Tuesday, April 26, 2016

Today I sat with my old blue van.

I took my usual seat for my quiet time this morning.  Settled in and begin to focus on my breath and pay attention.  I felt the tension in my shoulders.  I noticed the tightness in my jaw.  I heard the voice of my mindfulness teacher saying at I needed to just notice things and not try to change anything.  Simply notice and sit with what comes up.

So I tried to just breathe and I noticed my irritation at all the aches and tension. I felt the frustration manifest in my temples and the center of my chest.  I took another deep breath and felt the frustration and tension again. And then I took another breath and tried to "firmly but gently" redirect my thoughts back to my breath.

Easier said than done.

I have a lot going on right now.  I'm gearing up for my move to Texas in June.  I'm dealing with the emotions of knowing my two big kids are choosing to stay here in Philly.  My son will be a senior this fall and wants to finish at the school he started at this year.  And my middle daughter will be starting high school and says she doesn't want to move away from her friends. I understand their choices, but it doesn't make it any easier.

I've started packing and yesterday finally booked the moving company, which helps a little.

The next item on my to-do list is to sell my old blue van.

And this task is what haunted my quiet time this morning.

I would breathe and focus on that breath and then immediately feel the weight of my van come crashing down on my chest.

I hate the idea of trying to sell an 11 year old vehicle!

She's been a good car.  I've had her since 2007.  I got her in California.  She's been up and down the Pacific Coast Highway, to Texas, to Kansas, to Philly, back Texas a few more times, to D.C., to Michigan twice, and upstate New York multiple times.
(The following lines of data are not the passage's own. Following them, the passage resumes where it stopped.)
PR #890, opened 2025-02-26
Avoid using harcoded HO port values.

ser-io:


e2etests/orchestration/common/common.go
```diff
@@ -41,12 +39,16 @@ func Setup(port int) (*TestContext, error) {
...
+	if err != nil {
+		return nil, err
+	}
+	ipAddr, err := dockerHelper.getIpAddr(id)
 	if err != nil {
 		return nil, err
 	}
 	result.DockerContainerID = id
-	result.ServiceURL = fmt.Sprintf("http://0.0.0.0:%d", port)
+	result.ServiceURL = fmt.Sprintf("http://%s:2080", ipAddr)
```
jemoreira, line 51: can 2080 not be hardcoded?

e2etests/orchestration/common/common.go
```diff
@@ -132,6 +133,29 @@ func (h *DockerHelper) RunContainer(img string, hostPort int) (string, error) {
...
+	var found *types.Container
+	for _, container := range listRes {
+		if container.ID == id {
+			found = &container
+			break
+		}
+	}
+	if found == nil {
+		return "", fmt.Errorf("container not found: %q", id)
+	}
```
jemoreira, line 151: Instead of looping over all containers here, could the client have a `ContainerById` method instead?

jemoreira (approved):

e2etests/orchestration/common/common.go
ser-io: Good call, used [ContainerInspect](https://github.com/docker/docker/blob/v28.0.1/client/container_inspect.go#L14).

e2etests/orchestration/common/common.go
ser-io: The docker image used in the e2e tests have the HO running at 2080 and we don't have logic in place to update the container and change the HO port. 

I used a const for the value though.

jemoreira (approved):

PR #913, opened 2025-03-12
Fix includes for environment.h

Databean:
`std::optional` is used but not included directly in environment.h.


jmacnak (approved):

Databean:
Thanks for reviewing!

PR #923, opened 2025-03-13
Import libcn-cbor

ser-io:
- b/402250403
- bazel test @libcn-cbor//:libcn-cbor_test

### DIFF
--- a/base/cvd/MODULE.bazel
+++ b/base/cvd/MODULE.bazel
@@ -89,3 +89,10 @@ git_repository(
     commit = "af6ac8265bbd07bcf977526458b60305c4304288",
     remote = "https://chromium.googlesource.com/libyuv/libyuv.git",
 )
+
+git_repository(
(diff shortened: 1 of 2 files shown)


base/cvd/MODULE.bazel
```diff
@@ -82,3 +82,12 @@ git_repository(
     commit = "952f776f6573aafbb62ea717d871cd1d6816c387", # v1.4.309
     remote = "https://github.com/KhronosGroup/Vulkan-Headers.git",
 )
+
+git_repository(
```
Databean, line 86: FYI on the internal side we'll need to do a go/thirdparty import for this library.

Databean (approved):

base/cvd/MODULE.bazel
ser-io: yes indeed, was looking into it and there's no libcn-cbor.

PR #942, opened 2025-03-16
RPMbuild Support

syslogic:
Have now started over, since the rebasing didn't work that well.
This also builds with: `./tools/buildutils/build_packages.sh`

Currently just unsure about the changed `bazel` build target.
And the TypeScript `server_connector.d.ts` might not be required.


daedroza:
Hello, thank you for putting this up - we've missed to update the instructions for installing for the rpm packages using dnf!

syslogic:
Since the build targets have changed, I'm not sure anymore, that everything required is being built. I mean, this would a) not only require a code review, but a resulting package review, in order to make sure everything is installed where it belongs and that there are no useless files contained.

And b), likely would also require a separate [`workflow`](https://github.com/google/android-cuttlefish/tree/main/.github/workflows), since such workflow runner is either Debian based or RHEL based.

syslogic:
That [`rpm-builder`](https://github.com/syslogic/android-cuttlefish/blob/rpm-build/.github/workflows/rpm-builder.yml) workflow is merely working. Haven't built any packages so far, because the build-time is rather limited. I'm trying to upload the built packages as runner artificats.

ser-io:
@syslogic thanks for your contribution. Converted the PR to Draft as it seems it's still work in progress and it's spamming the reviewers on every push. Feel free to mark it "Ready for review" once ready.

syslogic:
@ser-io I was extensively testing the workflow to provide the RHEL environment for building `*.rpm` from these `*.spec` files on GitHub, because the runner images are all Ubuntu. And it seems the `entrypoint` scripts are occassionally stuck at an obsolete version, which is a problem. I could even automate RPM package signature, when having a GPG `*.asc` signature and passphrase set up as secrets and upload to RPM repository. This PR now exceeds the maximum commit limit; will start a new PR.

PR #948, opened 2025-03-17
Migrate cvd_import_locations

cjreynol:
And fix a dependency error in `liblocation`, which was causing a link failure trying to build this target.

Bug: 401510752


cjreynol:
Commits folded into https://github.com/google/android-cuttlefish/pull/948 for the sake of having less PRs right now.

PR #949, opened 2025-03-17
Migrate run_cvd

cjreynol:
Also added a missing visibility declaration (previously #956) and updated the generated `build/version.h` to be shared as a library instead of a single header to be included privately.

Bug: 401510712


base/cvd/cuttlefish/host/commands/cvd/cli/commands/BUILD.bazel
```diff
@@ -60,7 +60,7 @@ clang_tidy_test(
 cc_library(
     name = "leaf_commands",
     srcs = [
-        "//:build_version_header",
+        #"//:build_version_header",
```
jemoreira: delete?

jemoreira (approved):

base/cvd/cuttlefish/host/commands/cvd/cli/commands/BUILD.bazel
cjreynol: Already deleted in a later commit, at the time of a merge conflict resolution.  Should have been in the earlier commit.

PR #955, opened 2025-03-18
Add swiftshader import and build

jmacnak:
Bug: b/404548466
Test: cd base/cvd && bazel build @swiftshader//:swiftshader


ser-io (approved):

cjreynol (approved):
From the commit to build:

`Test: cd base/cvd && bazel build @swiftshader//:vk_swiftshader`

PR #956, opened 2025-03-18
Add visibility declaration

cjreynol:
Otherwise there is a visibility error trying to include it.

```
ERROR: run_cvd/BUILD.bazel:26:11: in cc_library rule //cuttlefish/host/commands/run_cvd:librun_cvd: Visibility error:
target '//cuttlefish/host/frontend/webrtc:libcuttlefish_webrtc_command_channel' is not visible from
target '//cuttlefish/host/commands/run_cvd:librun_cvd'
Recommendation: modify the visibility declaration if you think the dependency is legitimate. For more info see https://bazel.build/concepts/visibility
```

Test: bazel build
//cuttlefish/host/frontend/webrtc:libcuttlefish_webrtc_commands_proto

PR #957, opened 2025-03-18
migrate webrtc signaling headers

jemoreira:


base/cvd/cuttlefish/host/frontend/webrtc_operator/constants/BUILD.bazel
```diff
@@ -0,0 +1,8 @@
+load("//:build_variables.bzl", "COPTS")
+
```
cjreynol, line 2: Needs the visibility declaration:

```
package(
    default_visibility = ["//:android_cuttlefish"],
)
```
https://github.com/google/android-cuttlefish/pull/956

cjreynol (approved):

base/cvd/cuttlefish/host/frontend/webrtc_operator/constants/BUILD.bazel
cjreynol: Also, we should probably `clang-tidy` this since it is source code?  We have for everything else, even if this is a simple file.

jemoreira: thanks! done

PR #963, opened 2025-03-19
Import wayland deps and build libcuttlefish_wayland_server

jmacnak:
Bug: b/402245771
Bug: b/402244573
Bug: b/402244575
Bug: b/402244120


base/cvd/MODULE.bazel
```diff
@@ -126,3 +126,47 @@ git_repository(
...
+)
+
+git_repository(
+    name = "expat",
+    build_file = "@//:BUILD.expat.bazel",
+    commit = "2691aff4304a6d7e053199c205620136481b9dd1", # 2.6.4
+    remote = "https://github.com/libexpat/libexpat/",
+    patch_strip = 1,
+    patches = [
+        "@//:PATCH.expat.patch",
```
Databean, line 151: Something that might be more convenient to maintain than patches for introducing entirely new files is cheating a bit on the dependencies between repositories.

```
# base/cvd/expat_config.h
# regular file, the one that would be introduced by the patch

# base/cvd/BUILD.expat.bazel
...
cc_library(
    name = "expat",
    srcs = [
        "@//:expat_config.h",
...

# base/cvd/BUILD.bazel
exports_files([".clang-tidy", "expat_config.h"])
```

I think this should work, but I'm having trouble validating since if I make this change locally, `bazel build @expat//:expat` succeeds for me even when `base/cvd/expat_config.h` has invalid C++ code.

Databean (approved):

base/cvd/MODULE.bazel
jmacnak: Done. I couldn't quite figure out how to work around needing the ".." with the wayland config and bazel's include setup.

base/cvd/external/expat/BUILD
```diff
@@ -0,0 +1,13 @@
+package(
```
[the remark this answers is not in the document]
jmacnak: Done.

base/cvd/BUILD.crosvm.bazel
```diff
@@ -0,0 +1,41 @@
...
+    outs = ["virtio-gpu-metadata-v1.c"],
+    cmd = "$(location @wayland//:wayland_scanner) -s private-code < $(location gpu_display/protocol/virtio-gpu-metadata-v1.xml) > $(location virtio-gpu-metadata-v1.c)",
+    tools = ["@wayland//:wayland_scanner"],
+)
+
+genrule(
+    name = "wayland_virtio_gpu_metadata_server_header",
+    srcs = ["gpu_display/protocol/virtio-gpu-metadata-v1.xml"],
+    outs = ["virtio-gpu-metadata-v1.h"],
+    cmd = "$(location @wayland//:wayland_scanner) -s server-header < $(location gpu_display/protocol/virtio-gpu-metadata-v1.xml) > $(location virtio-gpu-metadata-v1.h)",
```
ser-io, line 19: nit: as the rule has single file input and output we can use `$(SRCS)` and `$@` or `$(OUTS)` to avoid repeating the filenames: `$(location @wayland//:wayland_scanner) -s server-header < $(SRCS) > $(OUTS)"`

jmacnak: Done!

jemoreira (approved):

PR #968, opened 2025-03-20
Migrate licuttlefish_host_confui and remaining dependencies

jemoreira:
Dependencies list:
- confui_sign (previously part of libcuttlefish_security)
- screen_connector_common (previously part of screen_connector)
- common/libs/concurrency
- libteeui_localization


ser-io (approved):

base/cvd/cuttlefish/host/libs/confui/BUILD.bazel
```diff
@@ -0,0 +1,105 @@
...
+
+genrule(
+    name = "roboto_medium_font",
+    srcs = [
+        "Roboto-Medium.ttf",
+    ],
+    outs = [
+        "roboto_medium.cc",
+    ],
+    cmd = "./$(location generate_font_cc.sh) \"$<\" RobotoMedium >\"$@\"",
```
Databean, line 16: When running these against the internal build system, we'll have to use `$(location)` to get the paths to `xxd` and `sed` which are used inside the shell script. However IIUC `$(location)` expansion only works inside the `cmd` itself and not within the shell script.

Would it be possible to use a loop comprehension or macro rather than a shell script?

https://stackoverflow.com/a/48511351

Databean (approved):

base/cvd/cuttlefish/host/libs/confui/BUILD.bazel
jemoreira: After further discussion we agreed to keep it this way since it seems the internal build system also supports this way of calling the commands.

PR #970, opened 2025-03-21
Support bazel runfiles as host package migration symlink targets.

ser-io:
- Config example

```
symlinks: {
  target: "runfile:_main/cuttlefish/host/commands/logcat_receiver/logcat_receiver"
  link_name: "bin/logcat_receiver"
}
```

### DIFF
--- a/base/cvd/cuttlefish/host/commands/cvd/fetch/fetch_cvd.cc
+++ b/base/cvd/cuttlefish/host/commands/cvd/fetch/fetch_cvd.cc
@@ -351,12 +351,31 @@ Result<void> SubstituteWithFlag(const std::string& target_dir, const std::vector
   return {};
 }
 
+static constexpr std::string_view kRunfilePrefix = "runfile:";
+
 Result<void> SubstituteWithMarker(const std::string& target_dir, const std::string& marker_file) {
   std::string content;
   CF_EXPECTF(android::base::ReadFileToString(marker_file, &content),
              "failed to read '{}'", marker_file);
   fetch::HostPkgMigrationConfig config;
   CF_EXPECT(google::protobuf::TextFormat::ParseFromString(content, &config), "failed parsing debian_substitution_marker file");
+  std::unique_ptr<Runfiles> runfiles = NULL;
+  auto resolve_runfile  = [&runfiles](const std::string& src) -> Result<std::string> {
+    if (src.rfind(kRunfilePrefix, 0) != 0) {
+      return src;
+    }
+    std::string self_path;
+    CF_EXPECT(android::base::Readlink("/proc/self/exe", &self_path));
+    CF_EXPECTF(self_path != fmt::format("{}/cvd", kInstallDir),
+              "runfiles cannot be resolved when executing installed cvd: '{}'", src);
+    if (runfiles == NULL) {
+       std::string runfiles_error;
+       runfiles.reset(
+          Runfiles::Create(self_path, BAZEL_CURRENT_REPOSITORY, &runfiles_error));
+       CF_EXPECTF(runfiles.get(), "Could not load runfiles: '{}'", runfiles_error);
+    }
+    return runfiles->Rlocation(src.substr(kRunfilePrefix.length()));
+  };
   for (int j = 0; j < config.symlinks_size(); j++) {
     const fetch::Symlink& symlink = config.symlinks(j);
     std::string full_link_name =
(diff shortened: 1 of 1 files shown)


base/cvd/cuttlefish/host/commands/cvd/fetch/fetch_cvd.cc
```diff
@@ -351,12 +351,31 @@ Result<void> SubstituteWithFlag(const std::string& target_dir, const std::vector
...
+static constexpr std::string_view kRunfilePrefix = "runfile:";
+
 Result<void> SubstituteWithMarker(const std::string& target_dir, const std::string& marker_file) {
   std::string content;
   CF_EXPECTF(android::base::ReadFileToString(marker_file, &content),
              "failed to read '{}'", marker_file);
   fetch::HostPkgMigrationConfig config;
   CF_EXPECT(google::protobuf::TextFormat::ParseFromString(content, &config), "failed parsing debian_substitution_marker file");
+  std::unique_ptr<Runfiles> runfiles = NULL;
+  auto resolve_runfile  = [&runfiles](const std::string& src) -> Result<std::string> {
```
jemoreira, line 363: Can this be a couple of functions instead of a lambda? One function to create the runfiles pointer and another to resolve a file given that pointer.

Databean:
> gathers all required binaries and symlinks them to the cvd directory

Note that if you want to reuse this with `cuttlefish-base.install`, it copies symlinks as-is without resolving them into the debian package, which is not what we want.

> that way cvd only needs to ask if the binaries are present in the same directory as itself and that would work in bazel

I'm assuming by "cvd directory" you mean the directory that the output executable of `bazel build :cvd` lands in, but we don't directly control that directory. If we add `data` dependencies, they end up in a `runfiles` subdirectory of the cvd directory. The closest I can come up with to what you're describing is this scheme in a new directory:

```
genrule(
    name = "exes_dir_rule",
    srcs = [
        "//cuttlefish/common/frontend/socket_vsock_proxy",
        "//cuttlefish/host/commands/cvd",
        "//cuttlefish/host/commands/start:cvd_internal_start",
    ],
    outs = [
        "exes_dir/cvd",
        "exes_dir/cvd_internal_start",
        "exes_dir/socket_vsock_proxy",
    ],
    cmd = "mkdir -p $(RULEDIR)/exes_dir && " +
        "cp $(location //cuttlefish/host/commands/cvd) $(RULEDIR)/exes_dir/cvd && " +
        "cp $(location //cuttlefish/common/frontend/socket_vsock_proxy) $(RULEDIR)/exes_dir/socket_vsock_proxy && " +
        "cp $(location //cuttlefish/host/commands/start:cvd_internal_start) $(RULEDIR)/exes_dir/cvd_internal_start",
)

sh_binary(
    name = "cvd",
    srcs = ["exes_dir/cvd"],
)
```

`bazel run :cvd` against the `sh_binary` target will still have an `argv[0]` pointing outside the bazel directory, but `/proc/self/exe` should correctly reference the copied version in `exes_dir`.

ser-io:
> I would prefer not to continue introducing dependencies to `bazel` in our cvd code. Those feel backward to me: the build system needs to know about the code, the code should be build system agnostic.
> 
> With that in mind my preferred way to solve the "run cvd in development" problem is to create a custom bazel rule that gathers all required binaries and symlinks them to the cvd directory, that way `cvd` only needs to ask if the binaries are present in the same directory as itself and that would work in bazel and when deployed as part of the debian package. cvd's cc_binary needs to depend on that rule to ensure it's built with it.

I agree. For development, as we can use a local `debian_substitution_marker` we can use the local binaries directly as targets, we just need to make sure we are using the latest version building the code `bazel build //cuttlefish/host/commands/...` before running fetch. We can do the following example:

```
symlinks: {
  target: "PATH_TO_CVD/bazel-bin/cuttlefish/host/commands/logcat_receiver/logcat_receiver"
  link_name: "bin/logcat_receiver"
}
```
1. bazel build //cuttlefish/host/commands/logcat_receiver

2. LOCAL_DEBIAN_SUBSTITUTION_MARKER_FILE=/tmp/debian_substitution_marker bazel run //cuttlefish/host/commands/cvd -- fetch --default_build=aosp-main/aosp_cf_x86_64_phone-trunk_staging-userdebug --target_directory=$HOME/dl

@Databean what do you think of removing the runfile logic in favor of local debian_substitution_marker.

Databean:
The problem I have with using a local version of `debian_substitution_marker` is that it's an unvalidated companion file that as written needs to have one version that links to `/usr/lib/cuttlefish-common` and one version that links into the `bazel-bin` output directory. The `bazel-bin` version will "happen to work" if you locally `blaze build` a dependent target, but can use a stale version at `bazel run :cvd` time if that build target left out of the `data` dependencies, which at compile time validates that the targets exist, but not that it is complete.

I tried to work out @jemoreira 's request in https://github.com/google/android-cuttlefish/pull/972 . It looks gross, but recreates the debian output files in a way that satisfies the properties of

> - `cvd` only needs to ask if the binaries are present in the same directory as itself
> - that would work in bazel and when deployed as part of the debian package

`cuttlefish-base.install` now depends on this target, so they won't diverge

> cvd's cc_binary needs to depend on that rule to ensure it's built with it.

(though the correct target to run for the last one becomes `//cuttlefish/debian_package:cvd`)

Databean:
Made a second attempt at this in https://github.com/google/android-cuttlefish/pull/976.

PR #981, opened 2025-03-26
Include //cuttlefish headers relative to the bazel workspace in run_cvd

Databean:
This lifts the requirements that libraries it includes have strip_include_prefix lines in their bazel build files.

The separate targets are no longer necessary now that run_cvd includes its own headers from paths relative to the bazel workspace.


jmacnak (approved):

Databean:
Thanks for reviewing!

PR #1083, opened 2025-04-25
Migrate more files out of staging, particularly unittests left when migrating binary targets

cjreynol:
Delete files that were already migrated or unused.


staging/host/commands/config_server/main.cpp
```diff
@@ -1,55 +0,0 @@
-/*
```
Databean, line 1: We might need this for host compat, not sure.

staging/host/commands/metrics/unittest/clearcut_log_parser.sh
```diff
@@ -1,60 +0,0 @@
-#!/bin/bash
```
Databean, line 1: Might still need this for manual tests.

Databean (approved):

staging/host/commands/config_server/main.cpp
cjreynol: We have not been building this since [Delete config_server and device_config](https://android-review.git.corp.google.com/c/device/google/cuttlefish/+/3065664) a year ago.  I am not sure how the source file is being used for host compat.

staging/host/commands/metrics/unittest/clearcut_log_parser.sh
cjreynol: Editted the commit to leave the migrated script in `base/cvd/cuttlefish/host/commands/metrics/unittest/`

staging/host/commands/config_server/main.cpp
jmacnak: IIUC, our hwcomposer was the last user of the config server. At least as far back as android11-gsi, we are not dependant on the config server and instead read display properties from DRM: https://android.googlesource.com/device/generic/goldfish-opengl/+/refs/heads/android11-gsi/system/hwc2/DisplayFinder.cpp#270. I believe this should be safe to remove.

ser-io (approved):

PR #1091, opened 2025-04-30
cvd substitutions work when running from source

jemoreira:
When running the //cuttlefish/package:cvd target.

The marker file targets are ignored and cvd chooses what to replace each file with. The marker file shouldn't have specified the link targets in the first place as that requires knowledge of the host image it shouldn't possess.

### DIFF
--- a/base/cvd/cuttlefish/host/commands/cvd/fetch/substitute.cc
+++ b/base/cvd/cuttlefish/host/commands/cvd/fetch/substitute.cc
@@ -115,27 +115,19 @@ Result<std::string> GetCuttlefishCommonDir() {
   return cvd_exe.substr(0, cvd_exe.size() - std::string("/bin/cvd").size());
 }
 
-Result<void> Substitute(const std::string& target_dir, std::string link_name) {
-    static constexpr std::string_view kV1_2ModemSimulatorFiles =
-        "modem_simulator/files/";
-    static constexpr std::string_view kV1_3ModemSimulatorFiles =
-        "etc/modem_simulator/files/";
-    if (android::base::StartsWith(link_name, kV1_2ModemSimulatorFiles)) {
-      link_name = std::string(kV1_3ModemSimulatorFiles) +
-                  link_name.substr(kV1_2ModemSimulatorFiles.size());
-    }
+Result<void> Substitute(const std::string& target_dir,
+                        const std::string& link_name) {
+  static const std::string common_dir = CF_EXPECT(GetCuttlefishCommonDir());
+  std::string target = fmt::format("{}/{}", common_dir, link_name);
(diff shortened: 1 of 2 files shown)


base/cvd/cuttlefish/host/commands/cvd/fetch/substitute.cc
```diff
@@ -99,36 +102,53 @@ Result<void> SubstituteWithFlag(
...
-    const fetch::Symlink& symlink = config.symlinks(j);
-    std::string full_link_name =
-        fmt::format("{}/{}", target_dir, symlink.link_name());
+/**
+ * cvd needs to be run from a path ending in cuttlefish-common/bin/cvd. This
+ * function validates that and returns the path to the cuttlefish-common
+ * directory.
+ */
+Result<std::string> GetCuttlefishCommonDir() {
+  std::string cvd_exe = CF_EXPECT(GetExecutablePath(getpid()));
```
Databean, line 111: There's also [`android::base::GetExecutablePath()`](https://github.com/google/android-cuttlefish/blob/7da40940e58322998c8e9ba354dda3552d076827/base/cvd/libbase/file.cpp#L470) without the `getpid()`.

Databean, line 111: This is repeating the same IO operation to resolve the `/proc/self/exe` symlink on every iteration of the loop in `SubstituteWithMarker`, can it do it once?

base/cvd/cuttlefish/host/commands/cvd/fetch/substitute.cc
```diff
@@ -99,36 +102,53 @@ Result<void> SubstituteWithFlag(
...
+Result<void> SubstituteWithMarker(const std::string& target_dir,
+                                  const std::string& marker_file) {
+  std::string content;
+  CF_EXPECTF(android::base::ReadFileToString(marker_file, &content),
+             "failed to read '{}'", marker_file);
+  fetch::HostPkgMigrationConfig config;
+  CF_EXPECT(google::protobuf::TextFormat::ParseFromString(content, &config),
+            "failed parsing debian_substitution_marker file");
+  for (int j = 0; j < config.symlinks_size(); j++) {
+    CF_EXPECT(Substitute(target_dir, config.symlinks(j).link_name()));
```
Databean, line 151: If nothing is using the `symlinks.target` field, can it be removed the proto and replaced with a `reserved` directive? I don't know how this interact with textproto parsing so it might have to be delayed until the actual text files are updated.

Databean (approved):

base/cvd/cuttlefish/host/commands/cvd/fetch/substitute.cc
jemoreira: Done

PR #1109, opened 2025-05-06
Add Rust test targets

cjreynol:
Commit messages:

[Add test target for append_squashfs_overlay](https://github.com/google/android-cuttlefish/commit/b13c6a944444c81635d5731047371ee0224ff455) 

Bug: 416096737

["Add" test target for copied inherited_fd.rs](https://github.com/google/android-cuttlefish/commit/3ff1edbc1d420e5ce6c66766954c31663a7dcb0d) 

The test is failing, leaving the target in the file to make it easier
to debug later.

Bug: 416096737


Databean:
> I tried adding a [dev dependency] stanza for the test-only depdency, but it was not being picked up. Something about the rules_rust generation, I assume.

Was that intended to be [`[dev-dependencies]`](https://doc.rust-lang.org/rust-by-example/testing/dev_dependencies.html)?

cjreynol:
I had tried the correct section name in the file, just a typo in the commit message.  Turns out there was a `normal_dev` parameter to use in the `all_crate_deps` helper to pick up that stanza.

Removed that section from the commit message and description now that they no longer apply.

jemoreira (approved):

PR #1111, opened 2025-05-07
Clean duplicated effort jobs.

ser-io:


.github/workflows/presubmit.yaml
```diff
@@ -82,34 +80,6 @@ jobs:
...
-    - name: Setup apt
-      run: apt update -y && apt upgrade -y
-    - name: Install dependencies
-      run: apt install -y git clang libcurl4-openssl-dev clang-tidy libtinfo5 xxd cmake liblzma-dev libvpx-dev libopus-dev libaom-dev autoconf libtool
-    - name: Install bazel
-      run: bash tools/buildutils/installbazel.sh
-    - name: Build cvd
-      run: cd base/cvd && bazel build --verbose_failures ...
-    - name: Test cvd
-      run: cd base/cvd && bazel test --sandbox_writable_path=$HOME --test_output=errors ...
```
Databean, line 107: Is `bazel test ...` being run in any other workflow right now?

ser-io: Good catch! Rephrased the job as run-cvd-unit-tests running only the cvd unit tests, no need to build cvd here.

Databean: IIUC in practice there won't be a huge time saving to remove the `bazel bulid '...'` step first since `bazel test '...'` will include most of that work.

Databean (approved):

.github/workflows/presubmit.yaml
Databean: I think the problem is that the `debuild` environment throws away the bazel cache, wasting the work of the first runner. [b/410052922](http://b/410052922) proposes using `pkg_deb` instead to address this issue, but that will be more work.

ser-io: I see, thanks.

PR #1133, opened 2025-05-09
e2e orchestration jobs improvements

ser-io:


.github/workflows/presubmit.yaml
```diff
@@ -101,6 +101,29 @@ jobs:
       with:
         name: debs
         path: debs.tar
+  e2e-tests-orchestration-build-image:
+    runs-on: ubuntu-24.04
+    if: ${{ always() && needs.build-debian-package.result == 'success' }}
```
jemoreira, line 106: maybe a dumb question: why is `always()` needed here? In fact, why is the whole conditional needed? IIUC `always()` says that the job should always run, but the other requirement says only if the dep succeeded, which means runs only when the dep succeeds, but that's the default behavior when having a `needs:` clause. Am I missing something?

.github/workflows/presubmit.yaml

She has complained very little with all this travel and all in all been a wonderfully dependable car.  However she does show signs of her age.  Some of her passenger side sliding door is a slightly different color thanks to a crappy repair job from a dent she received in a parking lot years ago.  And her passenger side mirror looks wonderfully sexy being held together with electric tape.  Her sliding door power locks have lost their power, and her clicker quit clicking.  And to top it all off, her rear bumper is dented and peeling.  She is sturdy and dependable, but not the sexiest vehicle around.  And being sky blue doesn't seem to help either.

As I wrote that last paragraph I felt a smile pop up on my face.  I chuckled because I suddenly saw a wonderful resemblance between her and me!  I'm also not as young as I used to be and the last few years have certainly left a few dents and scratches that I'm struggling to deal with.  I just read back through that last paragraph and the "sturdy and dependable" sentence literally made me laugh out loud!

So I sat with my van and now I'm writing about her and I feel lighter.

I need to find her a good home and I'm still a little stressed about that, but I feel better.

My meditation was challenging because my mind was heavy, but I sat with it.

Today I sat with my old blue van.  She made me smile.  Hopefully soon she'll put a smile on someone else's face too.